*Working data*:
★ ★ ★
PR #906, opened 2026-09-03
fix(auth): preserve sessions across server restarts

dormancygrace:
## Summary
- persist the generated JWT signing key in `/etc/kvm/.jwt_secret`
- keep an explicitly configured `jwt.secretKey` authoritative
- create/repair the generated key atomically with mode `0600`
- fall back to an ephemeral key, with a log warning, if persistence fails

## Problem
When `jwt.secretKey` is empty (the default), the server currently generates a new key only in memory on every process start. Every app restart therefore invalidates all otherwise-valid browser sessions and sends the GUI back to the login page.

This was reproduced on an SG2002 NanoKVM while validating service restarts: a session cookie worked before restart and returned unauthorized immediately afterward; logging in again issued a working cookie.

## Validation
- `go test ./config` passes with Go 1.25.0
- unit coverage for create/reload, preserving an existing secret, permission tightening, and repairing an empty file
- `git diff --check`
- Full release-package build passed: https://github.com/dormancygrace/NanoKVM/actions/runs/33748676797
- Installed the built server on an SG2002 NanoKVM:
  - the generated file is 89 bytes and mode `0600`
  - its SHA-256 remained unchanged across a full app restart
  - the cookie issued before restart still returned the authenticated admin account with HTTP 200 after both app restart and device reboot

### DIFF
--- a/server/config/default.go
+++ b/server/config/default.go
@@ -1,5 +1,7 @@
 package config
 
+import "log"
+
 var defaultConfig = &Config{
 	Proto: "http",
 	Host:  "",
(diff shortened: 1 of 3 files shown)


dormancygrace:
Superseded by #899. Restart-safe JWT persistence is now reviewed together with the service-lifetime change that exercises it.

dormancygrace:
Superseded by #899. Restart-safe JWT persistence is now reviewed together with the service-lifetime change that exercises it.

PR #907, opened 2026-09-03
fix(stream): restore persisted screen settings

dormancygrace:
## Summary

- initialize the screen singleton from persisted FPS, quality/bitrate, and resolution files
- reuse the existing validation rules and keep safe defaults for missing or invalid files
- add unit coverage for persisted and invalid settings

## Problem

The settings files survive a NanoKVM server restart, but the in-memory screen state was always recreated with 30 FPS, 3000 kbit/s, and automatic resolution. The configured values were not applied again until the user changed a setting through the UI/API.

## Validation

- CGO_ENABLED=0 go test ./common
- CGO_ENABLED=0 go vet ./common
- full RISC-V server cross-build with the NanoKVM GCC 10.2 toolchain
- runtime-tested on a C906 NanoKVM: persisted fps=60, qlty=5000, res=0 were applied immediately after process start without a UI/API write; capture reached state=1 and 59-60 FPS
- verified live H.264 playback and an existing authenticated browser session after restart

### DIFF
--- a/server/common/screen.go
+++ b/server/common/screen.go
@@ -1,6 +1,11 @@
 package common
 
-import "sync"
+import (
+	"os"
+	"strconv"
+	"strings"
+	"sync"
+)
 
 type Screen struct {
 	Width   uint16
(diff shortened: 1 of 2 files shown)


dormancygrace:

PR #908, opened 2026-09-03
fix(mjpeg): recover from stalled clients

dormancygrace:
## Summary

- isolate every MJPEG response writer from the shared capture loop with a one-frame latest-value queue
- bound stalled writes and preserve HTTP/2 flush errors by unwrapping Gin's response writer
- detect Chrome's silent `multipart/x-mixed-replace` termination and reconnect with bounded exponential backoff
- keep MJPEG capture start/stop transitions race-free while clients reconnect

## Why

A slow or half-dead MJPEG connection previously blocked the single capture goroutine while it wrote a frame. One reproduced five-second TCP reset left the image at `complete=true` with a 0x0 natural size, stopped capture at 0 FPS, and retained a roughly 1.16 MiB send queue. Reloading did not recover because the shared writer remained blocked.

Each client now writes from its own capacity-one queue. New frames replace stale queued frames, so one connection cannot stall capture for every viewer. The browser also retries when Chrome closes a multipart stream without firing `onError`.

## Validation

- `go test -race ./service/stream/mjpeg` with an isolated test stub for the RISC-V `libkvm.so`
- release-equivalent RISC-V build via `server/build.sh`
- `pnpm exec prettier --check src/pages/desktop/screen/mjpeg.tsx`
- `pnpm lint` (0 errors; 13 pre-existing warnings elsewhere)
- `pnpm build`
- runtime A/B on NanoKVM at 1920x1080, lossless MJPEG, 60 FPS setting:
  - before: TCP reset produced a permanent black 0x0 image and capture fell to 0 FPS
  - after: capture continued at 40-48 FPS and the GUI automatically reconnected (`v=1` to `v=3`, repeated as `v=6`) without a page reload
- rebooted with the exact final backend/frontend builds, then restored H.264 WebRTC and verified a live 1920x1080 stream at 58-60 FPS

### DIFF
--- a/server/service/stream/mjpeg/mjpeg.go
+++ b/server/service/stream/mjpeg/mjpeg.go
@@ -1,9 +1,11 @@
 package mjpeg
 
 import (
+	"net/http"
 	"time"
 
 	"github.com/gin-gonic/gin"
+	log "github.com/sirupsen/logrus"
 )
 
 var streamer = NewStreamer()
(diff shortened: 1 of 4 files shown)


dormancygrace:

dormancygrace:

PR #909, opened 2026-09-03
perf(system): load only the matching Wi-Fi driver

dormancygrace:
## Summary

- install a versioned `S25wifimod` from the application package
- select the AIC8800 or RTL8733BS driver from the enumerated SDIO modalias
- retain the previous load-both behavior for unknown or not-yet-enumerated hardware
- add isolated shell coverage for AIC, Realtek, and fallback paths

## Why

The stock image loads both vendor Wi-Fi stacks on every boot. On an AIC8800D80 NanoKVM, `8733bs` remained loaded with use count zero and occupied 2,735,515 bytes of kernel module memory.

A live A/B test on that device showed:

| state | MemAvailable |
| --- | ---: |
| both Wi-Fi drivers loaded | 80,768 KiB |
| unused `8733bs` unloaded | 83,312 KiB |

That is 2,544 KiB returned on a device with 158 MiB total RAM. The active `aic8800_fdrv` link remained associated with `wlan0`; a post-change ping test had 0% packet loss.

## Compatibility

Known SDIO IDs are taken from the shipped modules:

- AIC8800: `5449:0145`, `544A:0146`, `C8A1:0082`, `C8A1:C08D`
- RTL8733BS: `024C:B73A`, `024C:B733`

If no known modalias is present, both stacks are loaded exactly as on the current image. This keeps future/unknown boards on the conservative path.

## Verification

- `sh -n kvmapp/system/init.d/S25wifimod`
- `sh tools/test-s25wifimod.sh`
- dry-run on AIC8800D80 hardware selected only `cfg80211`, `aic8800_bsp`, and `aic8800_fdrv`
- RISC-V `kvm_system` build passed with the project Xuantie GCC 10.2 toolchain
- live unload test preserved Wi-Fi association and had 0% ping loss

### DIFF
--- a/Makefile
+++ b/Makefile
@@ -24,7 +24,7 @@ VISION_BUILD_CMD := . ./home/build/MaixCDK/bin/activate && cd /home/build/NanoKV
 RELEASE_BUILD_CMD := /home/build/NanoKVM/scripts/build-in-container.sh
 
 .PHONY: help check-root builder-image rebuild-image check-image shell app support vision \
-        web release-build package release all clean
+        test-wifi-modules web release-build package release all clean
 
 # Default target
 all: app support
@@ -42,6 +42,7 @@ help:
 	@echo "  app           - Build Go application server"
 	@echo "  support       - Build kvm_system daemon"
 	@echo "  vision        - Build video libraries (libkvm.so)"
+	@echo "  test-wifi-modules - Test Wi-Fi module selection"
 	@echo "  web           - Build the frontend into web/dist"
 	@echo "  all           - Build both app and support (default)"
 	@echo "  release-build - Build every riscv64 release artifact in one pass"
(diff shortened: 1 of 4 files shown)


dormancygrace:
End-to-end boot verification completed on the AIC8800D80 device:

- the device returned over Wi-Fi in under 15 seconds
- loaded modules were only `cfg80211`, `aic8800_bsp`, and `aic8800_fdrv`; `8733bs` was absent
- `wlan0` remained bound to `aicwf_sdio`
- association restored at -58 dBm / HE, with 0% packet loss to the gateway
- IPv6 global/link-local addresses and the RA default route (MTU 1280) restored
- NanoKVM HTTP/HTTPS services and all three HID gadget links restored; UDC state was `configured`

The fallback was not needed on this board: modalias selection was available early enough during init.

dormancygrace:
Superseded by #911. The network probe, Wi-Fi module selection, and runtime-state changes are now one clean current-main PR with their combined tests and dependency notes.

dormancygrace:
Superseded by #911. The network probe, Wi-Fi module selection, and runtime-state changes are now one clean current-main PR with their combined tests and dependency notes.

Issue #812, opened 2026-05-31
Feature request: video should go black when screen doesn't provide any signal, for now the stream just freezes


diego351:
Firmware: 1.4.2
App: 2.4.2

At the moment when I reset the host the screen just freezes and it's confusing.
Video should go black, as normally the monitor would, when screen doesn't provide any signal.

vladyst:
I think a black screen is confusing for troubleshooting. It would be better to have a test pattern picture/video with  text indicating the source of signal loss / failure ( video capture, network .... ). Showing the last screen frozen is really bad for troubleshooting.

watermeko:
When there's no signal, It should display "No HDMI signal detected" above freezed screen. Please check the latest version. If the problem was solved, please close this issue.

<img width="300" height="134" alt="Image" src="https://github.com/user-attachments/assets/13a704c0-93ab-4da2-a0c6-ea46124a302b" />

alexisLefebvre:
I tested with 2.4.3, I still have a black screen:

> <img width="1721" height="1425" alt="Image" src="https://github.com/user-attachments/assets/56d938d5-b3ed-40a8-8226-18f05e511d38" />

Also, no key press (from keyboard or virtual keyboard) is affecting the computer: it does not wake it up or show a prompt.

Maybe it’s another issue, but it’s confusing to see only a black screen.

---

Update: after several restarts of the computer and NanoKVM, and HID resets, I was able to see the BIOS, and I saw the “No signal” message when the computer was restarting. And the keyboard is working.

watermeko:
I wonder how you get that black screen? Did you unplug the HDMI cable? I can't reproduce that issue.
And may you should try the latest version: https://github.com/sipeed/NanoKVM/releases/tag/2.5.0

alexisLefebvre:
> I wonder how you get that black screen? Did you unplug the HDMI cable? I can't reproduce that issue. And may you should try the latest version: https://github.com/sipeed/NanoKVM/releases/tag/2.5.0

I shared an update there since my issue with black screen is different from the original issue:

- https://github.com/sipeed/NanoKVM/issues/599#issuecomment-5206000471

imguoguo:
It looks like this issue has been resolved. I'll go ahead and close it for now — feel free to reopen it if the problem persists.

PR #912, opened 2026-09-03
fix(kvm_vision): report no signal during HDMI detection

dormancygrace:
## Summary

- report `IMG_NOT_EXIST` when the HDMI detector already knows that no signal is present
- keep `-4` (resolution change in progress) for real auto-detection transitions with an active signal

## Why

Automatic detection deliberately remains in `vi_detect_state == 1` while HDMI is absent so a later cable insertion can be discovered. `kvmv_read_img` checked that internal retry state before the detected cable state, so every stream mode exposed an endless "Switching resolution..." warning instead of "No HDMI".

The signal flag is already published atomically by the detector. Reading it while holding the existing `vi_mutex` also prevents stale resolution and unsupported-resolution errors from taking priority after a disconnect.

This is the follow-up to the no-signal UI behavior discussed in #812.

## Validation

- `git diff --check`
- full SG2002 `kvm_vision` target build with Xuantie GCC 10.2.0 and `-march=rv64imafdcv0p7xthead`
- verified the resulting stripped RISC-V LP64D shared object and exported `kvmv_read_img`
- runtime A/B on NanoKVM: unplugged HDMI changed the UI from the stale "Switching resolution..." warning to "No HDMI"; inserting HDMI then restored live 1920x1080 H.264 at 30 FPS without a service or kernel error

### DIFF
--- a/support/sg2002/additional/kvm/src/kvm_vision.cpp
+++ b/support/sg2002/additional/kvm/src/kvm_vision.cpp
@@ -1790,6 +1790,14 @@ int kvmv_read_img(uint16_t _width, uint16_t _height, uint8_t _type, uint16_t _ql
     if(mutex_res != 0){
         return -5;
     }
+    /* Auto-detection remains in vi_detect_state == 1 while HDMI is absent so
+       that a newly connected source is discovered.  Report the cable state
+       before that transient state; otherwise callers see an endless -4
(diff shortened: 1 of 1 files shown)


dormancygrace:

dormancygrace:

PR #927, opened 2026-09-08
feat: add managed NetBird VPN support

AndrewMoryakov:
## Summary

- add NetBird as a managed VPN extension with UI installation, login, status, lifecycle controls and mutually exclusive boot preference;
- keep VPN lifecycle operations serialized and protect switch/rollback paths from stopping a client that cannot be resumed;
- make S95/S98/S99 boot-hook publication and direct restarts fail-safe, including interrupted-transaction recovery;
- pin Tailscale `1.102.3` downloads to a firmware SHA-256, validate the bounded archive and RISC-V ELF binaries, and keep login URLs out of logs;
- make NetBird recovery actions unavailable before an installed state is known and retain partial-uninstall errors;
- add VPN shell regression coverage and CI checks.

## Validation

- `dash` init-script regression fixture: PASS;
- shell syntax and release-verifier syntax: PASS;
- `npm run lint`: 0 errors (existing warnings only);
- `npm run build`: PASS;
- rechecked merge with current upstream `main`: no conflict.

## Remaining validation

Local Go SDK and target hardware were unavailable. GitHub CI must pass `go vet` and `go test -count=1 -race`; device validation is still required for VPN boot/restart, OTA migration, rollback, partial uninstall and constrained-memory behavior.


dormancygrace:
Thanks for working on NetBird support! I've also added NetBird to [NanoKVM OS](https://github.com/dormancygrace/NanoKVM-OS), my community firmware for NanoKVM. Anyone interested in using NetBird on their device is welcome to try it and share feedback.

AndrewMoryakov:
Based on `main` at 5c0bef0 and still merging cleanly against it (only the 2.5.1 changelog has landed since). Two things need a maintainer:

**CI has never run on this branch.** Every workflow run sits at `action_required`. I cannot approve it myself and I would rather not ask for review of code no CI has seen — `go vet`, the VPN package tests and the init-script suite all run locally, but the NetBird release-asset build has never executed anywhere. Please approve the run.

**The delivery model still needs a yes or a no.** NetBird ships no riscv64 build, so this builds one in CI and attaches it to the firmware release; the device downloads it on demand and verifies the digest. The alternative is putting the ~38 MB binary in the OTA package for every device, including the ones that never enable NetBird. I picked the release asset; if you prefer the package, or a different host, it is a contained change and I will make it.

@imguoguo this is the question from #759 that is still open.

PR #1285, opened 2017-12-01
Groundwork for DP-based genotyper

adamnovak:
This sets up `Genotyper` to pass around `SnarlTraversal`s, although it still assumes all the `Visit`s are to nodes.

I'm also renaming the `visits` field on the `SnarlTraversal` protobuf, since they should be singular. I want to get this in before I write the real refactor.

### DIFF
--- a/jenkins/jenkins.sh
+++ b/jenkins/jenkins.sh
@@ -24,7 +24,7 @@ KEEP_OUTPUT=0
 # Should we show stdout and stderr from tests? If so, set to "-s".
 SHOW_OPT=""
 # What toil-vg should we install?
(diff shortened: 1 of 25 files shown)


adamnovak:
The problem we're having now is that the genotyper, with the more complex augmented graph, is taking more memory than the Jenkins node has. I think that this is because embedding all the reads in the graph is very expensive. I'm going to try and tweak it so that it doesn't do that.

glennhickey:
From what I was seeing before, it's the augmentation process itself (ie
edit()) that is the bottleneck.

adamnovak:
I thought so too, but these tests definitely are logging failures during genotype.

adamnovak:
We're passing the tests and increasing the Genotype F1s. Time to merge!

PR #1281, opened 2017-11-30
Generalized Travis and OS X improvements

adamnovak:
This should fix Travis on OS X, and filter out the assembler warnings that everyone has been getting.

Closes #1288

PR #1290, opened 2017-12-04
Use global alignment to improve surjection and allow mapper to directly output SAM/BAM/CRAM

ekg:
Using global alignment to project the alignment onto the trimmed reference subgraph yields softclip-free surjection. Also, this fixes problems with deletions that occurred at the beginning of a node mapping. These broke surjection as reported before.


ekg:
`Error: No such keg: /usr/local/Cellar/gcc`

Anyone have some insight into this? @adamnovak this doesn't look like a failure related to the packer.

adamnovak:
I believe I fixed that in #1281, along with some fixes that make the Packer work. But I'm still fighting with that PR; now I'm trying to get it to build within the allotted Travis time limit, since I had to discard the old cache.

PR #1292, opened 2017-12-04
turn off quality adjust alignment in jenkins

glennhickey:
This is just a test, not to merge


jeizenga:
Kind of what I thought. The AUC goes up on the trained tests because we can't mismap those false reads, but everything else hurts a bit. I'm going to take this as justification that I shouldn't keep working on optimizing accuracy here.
★ ★ ★
*Exercise objective*: Please give an exact copy of the entries above, from the line with "- keep an explicitly" down to the line with "the login page.", inclusive, and nothing else.

*Solution below*:
- keep an explicitly configured `jwt.secretKey` authoritative
- create/repair the generated key atomically with mode `0600`
- fall back to an ephemeral key, with a log warning, if persistence fails

## Problem
When `jwt.secretKey` is empty (the default), the server currently generates a new key only in memory on every process start. Every app restart therefore invalidates all otherwise-valid browser sessions and sends the GUI back to the login page.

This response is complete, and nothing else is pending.